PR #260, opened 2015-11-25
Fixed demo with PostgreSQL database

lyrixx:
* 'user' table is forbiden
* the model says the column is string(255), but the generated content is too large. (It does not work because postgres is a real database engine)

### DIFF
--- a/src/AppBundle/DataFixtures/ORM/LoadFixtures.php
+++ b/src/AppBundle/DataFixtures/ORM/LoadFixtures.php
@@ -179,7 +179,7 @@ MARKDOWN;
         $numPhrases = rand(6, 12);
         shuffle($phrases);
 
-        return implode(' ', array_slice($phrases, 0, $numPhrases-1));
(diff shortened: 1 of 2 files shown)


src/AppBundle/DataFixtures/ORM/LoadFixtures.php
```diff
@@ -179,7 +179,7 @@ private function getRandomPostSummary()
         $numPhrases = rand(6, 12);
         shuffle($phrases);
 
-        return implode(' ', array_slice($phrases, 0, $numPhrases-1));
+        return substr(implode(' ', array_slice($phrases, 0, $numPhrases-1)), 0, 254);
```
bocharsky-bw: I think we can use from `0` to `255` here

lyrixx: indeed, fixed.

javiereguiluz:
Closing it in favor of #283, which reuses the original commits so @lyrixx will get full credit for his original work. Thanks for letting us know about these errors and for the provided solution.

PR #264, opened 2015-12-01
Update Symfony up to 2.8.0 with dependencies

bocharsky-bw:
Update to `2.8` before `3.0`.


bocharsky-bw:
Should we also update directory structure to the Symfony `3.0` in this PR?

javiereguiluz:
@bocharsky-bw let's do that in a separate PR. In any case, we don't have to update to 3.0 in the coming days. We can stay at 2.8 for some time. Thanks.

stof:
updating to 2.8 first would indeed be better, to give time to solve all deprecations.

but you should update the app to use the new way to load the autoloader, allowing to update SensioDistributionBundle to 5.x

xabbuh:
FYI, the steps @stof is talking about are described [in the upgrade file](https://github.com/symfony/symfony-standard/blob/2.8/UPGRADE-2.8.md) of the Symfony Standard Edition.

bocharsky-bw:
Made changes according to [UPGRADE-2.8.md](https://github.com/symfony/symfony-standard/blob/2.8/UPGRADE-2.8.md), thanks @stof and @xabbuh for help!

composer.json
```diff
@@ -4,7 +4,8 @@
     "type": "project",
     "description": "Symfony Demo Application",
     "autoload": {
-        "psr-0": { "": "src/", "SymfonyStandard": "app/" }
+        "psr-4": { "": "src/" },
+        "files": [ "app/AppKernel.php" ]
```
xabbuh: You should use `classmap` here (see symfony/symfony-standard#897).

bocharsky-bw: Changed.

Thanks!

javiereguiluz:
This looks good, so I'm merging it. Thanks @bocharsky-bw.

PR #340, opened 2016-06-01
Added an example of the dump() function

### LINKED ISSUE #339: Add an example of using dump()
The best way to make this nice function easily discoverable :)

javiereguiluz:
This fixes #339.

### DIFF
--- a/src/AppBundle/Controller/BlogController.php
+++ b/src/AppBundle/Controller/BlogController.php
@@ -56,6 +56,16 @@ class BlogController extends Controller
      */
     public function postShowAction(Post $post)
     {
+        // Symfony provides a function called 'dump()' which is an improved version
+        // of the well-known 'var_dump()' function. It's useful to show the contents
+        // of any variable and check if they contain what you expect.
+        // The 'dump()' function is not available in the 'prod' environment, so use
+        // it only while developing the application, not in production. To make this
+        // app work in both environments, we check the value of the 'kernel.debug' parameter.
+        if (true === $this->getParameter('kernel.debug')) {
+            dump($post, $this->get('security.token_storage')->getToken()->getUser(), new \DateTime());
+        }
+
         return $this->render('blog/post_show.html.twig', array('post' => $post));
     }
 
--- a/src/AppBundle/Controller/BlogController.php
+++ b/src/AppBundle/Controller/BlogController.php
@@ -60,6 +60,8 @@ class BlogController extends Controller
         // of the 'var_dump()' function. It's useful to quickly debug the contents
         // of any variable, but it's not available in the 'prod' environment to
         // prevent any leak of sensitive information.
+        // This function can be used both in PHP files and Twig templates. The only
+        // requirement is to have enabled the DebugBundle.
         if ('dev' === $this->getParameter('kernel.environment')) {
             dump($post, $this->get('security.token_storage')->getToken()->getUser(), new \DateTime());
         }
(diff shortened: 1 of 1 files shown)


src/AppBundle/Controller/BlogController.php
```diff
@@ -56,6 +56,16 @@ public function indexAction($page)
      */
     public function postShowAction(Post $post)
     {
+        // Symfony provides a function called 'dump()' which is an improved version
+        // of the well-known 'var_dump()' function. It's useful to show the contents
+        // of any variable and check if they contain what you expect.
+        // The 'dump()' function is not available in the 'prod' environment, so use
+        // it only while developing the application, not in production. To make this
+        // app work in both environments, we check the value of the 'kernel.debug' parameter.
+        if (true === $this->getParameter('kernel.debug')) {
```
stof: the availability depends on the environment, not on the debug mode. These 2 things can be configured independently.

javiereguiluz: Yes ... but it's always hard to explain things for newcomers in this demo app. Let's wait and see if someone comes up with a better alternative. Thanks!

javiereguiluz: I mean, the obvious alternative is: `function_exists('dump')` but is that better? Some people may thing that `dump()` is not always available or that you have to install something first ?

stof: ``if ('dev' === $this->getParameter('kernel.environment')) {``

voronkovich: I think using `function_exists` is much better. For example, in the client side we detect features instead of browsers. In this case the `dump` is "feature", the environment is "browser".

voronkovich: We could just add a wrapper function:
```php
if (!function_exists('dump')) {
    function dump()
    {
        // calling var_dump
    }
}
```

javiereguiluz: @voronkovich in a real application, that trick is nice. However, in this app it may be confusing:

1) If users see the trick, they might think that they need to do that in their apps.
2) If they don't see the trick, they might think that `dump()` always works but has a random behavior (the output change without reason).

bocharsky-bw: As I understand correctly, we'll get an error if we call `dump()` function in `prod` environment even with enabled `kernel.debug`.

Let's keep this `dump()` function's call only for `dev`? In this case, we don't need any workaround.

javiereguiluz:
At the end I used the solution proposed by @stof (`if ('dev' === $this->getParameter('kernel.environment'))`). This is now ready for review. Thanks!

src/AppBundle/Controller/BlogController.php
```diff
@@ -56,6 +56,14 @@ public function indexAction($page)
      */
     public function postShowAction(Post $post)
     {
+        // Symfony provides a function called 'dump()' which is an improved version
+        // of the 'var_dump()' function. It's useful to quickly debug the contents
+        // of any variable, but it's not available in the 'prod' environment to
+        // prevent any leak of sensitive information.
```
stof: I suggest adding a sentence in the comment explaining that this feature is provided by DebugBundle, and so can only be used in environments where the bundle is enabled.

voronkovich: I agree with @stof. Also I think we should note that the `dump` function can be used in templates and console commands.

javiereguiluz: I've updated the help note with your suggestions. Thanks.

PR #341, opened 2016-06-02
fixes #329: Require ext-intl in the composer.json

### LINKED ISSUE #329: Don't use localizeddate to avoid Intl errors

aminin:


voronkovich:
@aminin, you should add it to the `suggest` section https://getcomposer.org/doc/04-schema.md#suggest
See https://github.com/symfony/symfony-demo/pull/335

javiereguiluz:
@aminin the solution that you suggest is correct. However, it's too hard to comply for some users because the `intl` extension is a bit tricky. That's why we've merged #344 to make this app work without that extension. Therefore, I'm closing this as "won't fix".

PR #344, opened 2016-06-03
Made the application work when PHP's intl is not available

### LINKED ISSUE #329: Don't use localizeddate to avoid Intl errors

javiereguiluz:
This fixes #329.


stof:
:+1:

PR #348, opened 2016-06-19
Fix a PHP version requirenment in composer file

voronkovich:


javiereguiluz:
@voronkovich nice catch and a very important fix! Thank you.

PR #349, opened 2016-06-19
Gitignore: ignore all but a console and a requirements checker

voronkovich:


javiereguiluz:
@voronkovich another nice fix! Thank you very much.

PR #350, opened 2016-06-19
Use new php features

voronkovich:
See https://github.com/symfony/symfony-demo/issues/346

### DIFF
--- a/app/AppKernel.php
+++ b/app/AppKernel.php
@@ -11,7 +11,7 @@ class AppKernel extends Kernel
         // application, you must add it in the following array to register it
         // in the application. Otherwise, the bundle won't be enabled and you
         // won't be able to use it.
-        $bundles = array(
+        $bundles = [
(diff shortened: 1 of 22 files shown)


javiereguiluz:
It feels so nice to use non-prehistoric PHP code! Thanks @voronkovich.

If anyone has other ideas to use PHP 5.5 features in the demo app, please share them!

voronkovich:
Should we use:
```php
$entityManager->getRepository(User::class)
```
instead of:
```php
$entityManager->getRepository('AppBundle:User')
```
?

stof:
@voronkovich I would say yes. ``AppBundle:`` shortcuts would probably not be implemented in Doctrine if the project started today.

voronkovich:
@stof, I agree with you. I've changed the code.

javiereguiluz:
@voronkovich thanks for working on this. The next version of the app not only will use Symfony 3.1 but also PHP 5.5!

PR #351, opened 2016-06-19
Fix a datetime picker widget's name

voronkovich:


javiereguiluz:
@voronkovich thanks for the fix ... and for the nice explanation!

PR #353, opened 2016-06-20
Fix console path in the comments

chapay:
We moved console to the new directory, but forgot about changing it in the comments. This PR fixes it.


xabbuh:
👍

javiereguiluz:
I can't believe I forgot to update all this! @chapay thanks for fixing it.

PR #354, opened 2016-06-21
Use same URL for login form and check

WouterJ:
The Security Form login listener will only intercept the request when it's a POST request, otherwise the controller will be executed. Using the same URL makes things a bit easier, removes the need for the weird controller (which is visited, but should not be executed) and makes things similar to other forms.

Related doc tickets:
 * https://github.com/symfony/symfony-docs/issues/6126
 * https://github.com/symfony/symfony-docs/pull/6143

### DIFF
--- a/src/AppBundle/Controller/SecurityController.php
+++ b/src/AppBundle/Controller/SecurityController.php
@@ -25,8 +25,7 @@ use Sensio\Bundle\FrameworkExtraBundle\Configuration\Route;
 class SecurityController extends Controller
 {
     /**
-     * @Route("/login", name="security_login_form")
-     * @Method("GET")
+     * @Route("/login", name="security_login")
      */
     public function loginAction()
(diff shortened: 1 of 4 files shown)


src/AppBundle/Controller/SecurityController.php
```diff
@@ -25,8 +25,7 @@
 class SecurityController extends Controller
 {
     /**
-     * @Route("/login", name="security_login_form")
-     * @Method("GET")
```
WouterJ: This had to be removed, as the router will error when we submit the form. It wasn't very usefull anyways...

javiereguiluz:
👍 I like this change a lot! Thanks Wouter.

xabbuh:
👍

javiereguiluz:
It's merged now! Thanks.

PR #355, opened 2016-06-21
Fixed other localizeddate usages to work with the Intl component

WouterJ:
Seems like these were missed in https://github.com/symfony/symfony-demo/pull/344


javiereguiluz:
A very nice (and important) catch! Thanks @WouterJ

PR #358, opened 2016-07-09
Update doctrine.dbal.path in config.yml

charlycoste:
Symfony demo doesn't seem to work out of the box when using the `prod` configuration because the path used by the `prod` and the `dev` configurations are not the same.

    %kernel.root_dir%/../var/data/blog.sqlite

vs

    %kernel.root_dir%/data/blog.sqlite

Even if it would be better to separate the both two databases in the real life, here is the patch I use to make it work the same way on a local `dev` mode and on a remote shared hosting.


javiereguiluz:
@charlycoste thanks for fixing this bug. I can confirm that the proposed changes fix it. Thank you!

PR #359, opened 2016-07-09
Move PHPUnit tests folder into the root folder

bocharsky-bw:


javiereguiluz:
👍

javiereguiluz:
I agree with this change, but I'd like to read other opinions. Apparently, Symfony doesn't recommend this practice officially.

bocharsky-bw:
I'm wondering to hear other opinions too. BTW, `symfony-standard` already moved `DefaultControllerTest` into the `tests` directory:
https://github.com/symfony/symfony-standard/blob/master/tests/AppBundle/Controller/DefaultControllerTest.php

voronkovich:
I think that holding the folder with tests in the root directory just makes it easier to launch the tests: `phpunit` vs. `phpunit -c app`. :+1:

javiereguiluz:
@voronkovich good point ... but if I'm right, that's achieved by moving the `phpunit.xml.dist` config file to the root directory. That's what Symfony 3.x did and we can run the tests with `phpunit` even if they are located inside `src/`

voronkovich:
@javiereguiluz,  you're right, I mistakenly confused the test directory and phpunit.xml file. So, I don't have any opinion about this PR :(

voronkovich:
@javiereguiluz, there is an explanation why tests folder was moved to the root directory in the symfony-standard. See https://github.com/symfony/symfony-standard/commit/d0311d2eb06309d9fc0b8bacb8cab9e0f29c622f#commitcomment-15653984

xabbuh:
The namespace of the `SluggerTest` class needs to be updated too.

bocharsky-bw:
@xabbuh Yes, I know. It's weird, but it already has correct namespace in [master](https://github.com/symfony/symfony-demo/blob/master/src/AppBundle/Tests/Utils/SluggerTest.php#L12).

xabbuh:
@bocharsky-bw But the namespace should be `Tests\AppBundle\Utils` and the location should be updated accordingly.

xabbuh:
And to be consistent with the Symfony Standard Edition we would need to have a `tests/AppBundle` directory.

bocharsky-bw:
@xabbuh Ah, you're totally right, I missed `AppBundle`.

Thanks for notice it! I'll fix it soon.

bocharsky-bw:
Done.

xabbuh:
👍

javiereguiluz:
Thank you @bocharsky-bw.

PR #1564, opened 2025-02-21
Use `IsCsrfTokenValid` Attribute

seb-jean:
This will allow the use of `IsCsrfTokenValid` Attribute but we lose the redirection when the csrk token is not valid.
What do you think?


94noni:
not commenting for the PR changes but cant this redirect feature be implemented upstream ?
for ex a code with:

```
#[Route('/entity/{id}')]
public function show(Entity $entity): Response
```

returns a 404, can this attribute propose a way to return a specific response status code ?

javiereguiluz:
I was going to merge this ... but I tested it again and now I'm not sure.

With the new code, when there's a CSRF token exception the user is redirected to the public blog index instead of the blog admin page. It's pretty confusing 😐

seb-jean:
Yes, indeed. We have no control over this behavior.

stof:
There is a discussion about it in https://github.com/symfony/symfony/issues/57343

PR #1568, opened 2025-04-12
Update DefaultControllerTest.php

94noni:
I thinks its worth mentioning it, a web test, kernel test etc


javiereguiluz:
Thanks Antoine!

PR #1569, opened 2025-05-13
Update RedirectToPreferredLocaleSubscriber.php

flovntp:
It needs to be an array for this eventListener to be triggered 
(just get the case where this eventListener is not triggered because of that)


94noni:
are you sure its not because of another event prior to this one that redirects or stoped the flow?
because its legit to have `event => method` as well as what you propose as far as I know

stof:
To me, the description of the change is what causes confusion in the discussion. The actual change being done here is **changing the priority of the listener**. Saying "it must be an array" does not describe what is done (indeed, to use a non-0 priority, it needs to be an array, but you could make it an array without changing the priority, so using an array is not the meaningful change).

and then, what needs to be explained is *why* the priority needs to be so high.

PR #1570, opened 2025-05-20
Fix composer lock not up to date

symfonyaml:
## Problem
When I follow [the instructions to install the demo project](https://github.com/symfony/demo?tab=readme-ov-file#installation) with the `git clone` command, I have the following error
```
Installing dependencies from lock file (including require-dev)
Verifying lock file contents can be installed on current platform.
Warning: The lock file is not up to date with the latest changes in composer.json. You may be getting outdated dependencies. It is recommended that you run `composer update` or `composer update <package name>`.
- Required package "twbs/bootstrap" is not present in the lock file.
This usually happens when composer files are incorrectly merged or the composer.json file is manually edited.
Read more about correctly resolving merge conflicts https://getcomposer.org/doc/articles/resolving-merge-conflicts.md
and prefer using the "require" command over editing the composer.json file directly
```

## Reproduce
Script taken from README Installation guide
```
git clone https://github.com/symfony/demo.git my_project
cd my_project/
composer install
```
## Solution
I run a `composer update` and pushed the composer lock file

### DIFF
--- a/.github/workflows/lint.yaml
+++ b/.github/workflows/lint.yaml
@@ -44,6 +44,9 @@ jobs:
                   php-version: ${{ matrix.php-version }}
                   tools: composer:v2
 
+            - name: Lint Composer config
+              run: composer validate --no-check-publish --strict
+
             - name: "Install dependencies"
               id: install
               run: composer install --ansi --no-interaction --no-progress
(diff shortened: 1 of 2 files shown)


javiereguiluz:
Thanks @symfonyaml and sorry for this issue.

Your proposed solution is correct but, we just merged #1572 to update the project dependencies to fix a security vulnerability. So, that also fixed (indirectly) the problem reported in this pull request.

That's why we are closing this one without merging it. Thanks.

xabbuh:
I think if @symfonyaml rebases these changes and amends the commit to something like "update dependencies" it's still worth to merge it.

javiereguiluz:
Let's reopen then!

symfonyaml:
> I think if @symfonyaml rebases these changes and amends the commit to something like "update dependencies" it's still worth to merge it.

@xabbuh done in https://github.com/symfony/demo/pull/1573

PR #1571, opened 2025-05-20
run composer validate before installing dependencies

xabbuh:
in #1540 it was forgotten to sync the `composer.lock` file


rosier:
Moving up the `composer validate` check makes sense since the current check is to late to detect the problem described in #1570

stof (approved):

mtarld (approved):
☆ ☆ ☆
**Exercise requirements:** Gather each line of the listing that holds the string "triggered".

**Written solution:**
It needs to be an array for this eventListener to be triggered 
(just get the case where this eventListener is not triggered because of that)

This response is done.